Fantastic comment, thank you so much. I've been following Aurora for a while but a little curious (and skeptical) about sharp edges vs vanilla PG. If I may ask you a follow-on question, who do you think Aurora would be the right fit for?
Hmmmm... That's a good question.

The performance was great, I can't complain about it, but the unpredictable (and high) price was the issue.

In terms of aurora I think it probably can scale better to much larger workloads. If we put the time in and dug in and optimised any queries that could touch a large number of blocks (we do well, but I'm sure there are queries that have some seq scans somewhere in our codebase) then the price wouldn't have been an issue, and we'd happily have stayed with it.
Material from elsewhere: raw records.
PR #2203, opened 2017-12-11
Simple pollable timeout functionality to Timer and HResTimer

TrevorCash:


Lumak:
This could be useful, but I'd make some changes.

weitjong:
I agree with @Lumak.

Don’t forget our contribution checklis: spacing convention, script binding, etc. GetHasTimedOut() sounds weird too, perhaps IsTimedOut() is better?

Lumak:
The `timeoutTime_` is a constantly moving target, something that you can do without. Instead of storing `timeoutTime_`, store `duration_`.  Eval of timeout would then be: `curTime - startTime_ > duration_` then you don't have to readjust the `duration_` in Reset() every time it's called, like what happens with `timeoutTime_`.  And yes, I was going to say the same about `IsTimedOut()`.

TrevorCash:
@Lumak sounds like a great simplification!

Lumak:
I find the interfaces some what quirky for me, maybe it's a new way of writing things.  But here are the interfaces that I expect:
* interface to set timeout duration directly
* being able to do the above, the new constructor, Timer(duration) is not needed
* not having timeout duration nullified if not passed in GetMSec(), GetUSec(), and Reset(). keeping them as they were would be more ideal and change timeout manually if I need in the 1st bullet item.

eugeneko:
Agree. Functionality is OK, code style shall be fixed.

TrevorCash:
Is there anything still keeping this from merging in?  Just let me know and I'll fix it.

weitjong:
Thanks for your PR. We are a little short handed, hopefully we have more free time in the coming weeks to review and merge the backlog.

urnenfeld:
Myself have a subclass of Timer to implement some of the changes proposed in this PR.

Should this PR be simplified or recreated?

We could introduce just a `bool Timer::IsTimedOut(unsiged ms)` which would return **true** if **ms** miliseconds have elapsed since last Reset.

PR #2207, opened 2017-12-16
Add some Skeleton and Math helper functions.

eugeneko:
(waiting for green)

### DIFF
--- a/Source/Urho3D/Graphics/Skeleton.h
+++ b/Source/Urho3D/Graphics/Skeleton.h
@@ -110,9 +110,11 @@ public:
 
     /// Return root bone.
     Bone* GetRootBone();
-    /// Return index of the bone by name hash. Return number of bones if not found.
+    /// Return index of the bone by name. Return M_MAX_UNSIGNED if not found.
+    unsigned GetBoneIndex(const String& boneName) const;
+    /// Return index of the bone by name hash. Return M_MAX_UNSIGNED if not found.
     unsigned GetBoneIndex(const StringHash& boneNameHash) const;
-    /// Return index of the bone by the bone pointer.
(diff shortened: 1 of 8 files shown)


Source/Urho3D/Graphics/Skeleton.h
```diff
@@ -110,14 +110,20 @@ class URHO3D_API Skeleton
 
     /// Return root bone.
     Bone* GetRootBone();
+    /// Return index of the bone by name hash. Return number of bones if not found.
```
weitjong: It is customary for Urho to return M_MAX_UNSIGNED when something is not found.

Source/Urho3D/Graphics/Skeleton.h
```diff
@@ -110,14 +110,20 @@ class URHO3D_API Skeleton
 
     /// Return root bone.
     Bone* GetRootBone();
+    /// Return index of the bone by name hash. Return number of bones if not found.
+    unsigned GetBoneIndex(const StringHash& boneNameHash) const;
```
weitjong: Missing LuaScript and AngelScript bindings.

Source/Urho3D/Graphics/Skeleton.h
eugeneko: Ok I'll do it.
BTW, `Vector::IndexOf` behaves like iterator, so it returns numElements. Is't probably an exception

weitjong: I don’t think so. Also it’s easier for caller to check against the constant rather than making another call to get the actual size in order to know if the return value is out of bound.

Source/Urho3D/Graphics/Skeleton.h
eugeneko: Yeah, probably _some_ of these functions could be binded...

PR #2210, opened 2017-12-18
File Abstraction

SirNate0:
Inspired by #2198, I went ahead and abstracted the packed and unpacked behavior of the File class into two separate classes, and created an abstract base for PackageFile to allow the creation of different kinds of these FileSources (say for a different method of compression or encryption). Presently, I think it is in working order (it hasn't been thoroughly tested, but I checked that some of the samples ran as well as the Editor and NinjaSnowWar), and it only minimally breaks the API. I'm planning on maybe making an example other file source for gzipped files or something, but that hasn't yet been done.

Notable changes required include:

- Cannot construct a `File` as it is now an abstract class -- must use a `SystemFile` instead (assuming this is for reading/writing to the file system, which is the usual use for constructing a File directly).
- Certain resource cache operations are now `FileSource` based, not `PackageFile` based (e.g. `GetPackageFiles()` presently just returns the vector of FileSources.
- `IsPackaged()` was removed from the File class.

### DIFF
--- a/Source/Urho3D/IO/FileSource.h
+++ b/Source/Urho3D/IO/FileSource.h
@@ -51,8 +51,8 @@ public:
     /// Opens a file with the given name and returns a file shared pointer from the source.
     SharedPtr<File> GetFile(const String& fileName, FileMode mode = FILE_READ);
 
-    /// Open the package file, if applicable.
-    virtual bool Open(const String& filename) { return true; }
+    /// Open the package file, if applicable. Returns true on success.
+    virtual bool Open(const String& filename) = 0;
 
     // TODO: NEL: Possibly replace the -1 with a 0 and add a separate [Is]Loaded() or LoadSuccessful() function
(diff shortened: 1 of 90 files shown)


SirNate0:
I created an example project [here](https://github.com/SirNate0/Urho-GZIP-File-Source) (same basic format as the examples, based on the code from one of them) that creates new file source and file classes to read and write gzipped files.

Source/Urho3D/IO/FileSource.h
```diff
@@ -0,0 +1,91 @@
...
+{
+    URHO3D_OBJECT(FileSource, Object);
+
+public:
+    /// Construct.
+    FileSource(Context* context);
+    /// Destruct.
+    virtual ~FileSource() override { }
+
+    /// Check if a file exists within the package file. This should be case-insensitive on Windows and case-sensitive on other platforms.
```
thesquib: Comments still refer to Package File  instead of File Source

PR #466, opened 2020-06-04
Add salty scream to panic

pythondude325:
Added the R2-D2 scream


src/main.rs
```diff
@@ -550,6 +550,22 @@ fn install_panic_hook() {
...
+        {
+            const SCREAM: &[u8] = include_bytes!("data/R2D2-Scream.wav");
+
+            if let Ok(mut child) = std::process::Command::new("aplay")
+                .stdin(std::process::Stdio::piped())
+                .stdout(std::process::Stdio::null())
+                .spawn()
+            {
+                use std::io::Write;
+                let stdin = child.stdin.as_mut().expect("Unable to open stdin");
```
Evrey, line 564: Just bail out, don't crash. Poor compiler-chan had enough pain already.

src/main.rs
```diff
@@ -550,6 +550,22 @@ fn install_panic_hook() {
         let mut rng = rand::thread_rng();
         let msg = msgs[rng.gen_range(0, msgs.len())];
         println!("{}", msg);
+
+        #[cfg(target_os = "linux")]
+        {
+            const SCREAM: &[u8] = include_bytes!("data/R2D2-Scream.wav");
+
+            if let Ok(mut child) = std::process::Command::new("aplay")
```
jyn514, line 558: Why use `aplay` directly instead of `rusty_audio`?

Evrey: Me guesses sacrificing cross-platformness for a low dependency count and simple, tiny code.

Kixiron: I vote for `rusty_audio` so that all OS's may witness this beauty

pythondude325:
use this command to test:
```sh
cargo run --features=salty <(echo ሰ)
```

src/main.rs
```diff
@@ -528,6 +528,15 @@ mod backtrace {
     }
 }
 
+fn play_scream() -> Option<()> {
+    const SCREAM: &[u8] = include_bytes!("data/R2D2-Scream.ogg");
+    let device = rodio::default_output_device()?;
+    let source = rodio::Decoder::new(std::io::Cursor::new(SCREAM)).ok()?;
+    rodio::play_raw(&device, rodio::source::Source::convert_samples(source));
+    std::thread::sleep(std::time::Duration::from_millis(2835));
```
jyn514, line 536: Is there no way to tell the length of the audio from `rodio`?

src/main.rs
```diff
@@ -528,6 +528,15 @@ mod backtrace {
     }
 }
 
+fn play_scream() -> Option<()> {
```
jyn514, line 531: Since you're using `None` to say there was an error, I think this should instead be `Result<(), ()>`.

jyn514, line 531:
```suggestion
#[cfg(feature = "salty")]
fn play_scream() -> Option<()> {
```
This will fail to compile otherwise.

src/main.rs
jyn514: Also, I'm undecided whether we should actually wait for it to finish, I think it might be funny to let the audio play while you read the panic.

pythondude325: There is but it doesn't work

In addition, we have a single large master and one replica. with my understanding of aurora's architecture, and how the storage is separated from the "postgres" instance, it could possibly do a lot better with drastically different architectures with a lot of different smaller "postgres" instances. We didn't have time to investigate many other architectures and in the end moving to RDS felt safest (didn't want to spend too much time when we could be building core features)

Hope that answers your question! Some of the above is more an educated guess with a smattering of experience so please treat it as such.

On the other hand, vanilla postgres is very powerful, and you shouldn't underestimate how much you can win by cranking up the PIOPs for an RDS postgres instance.

Remember, always benchmark representative workloads.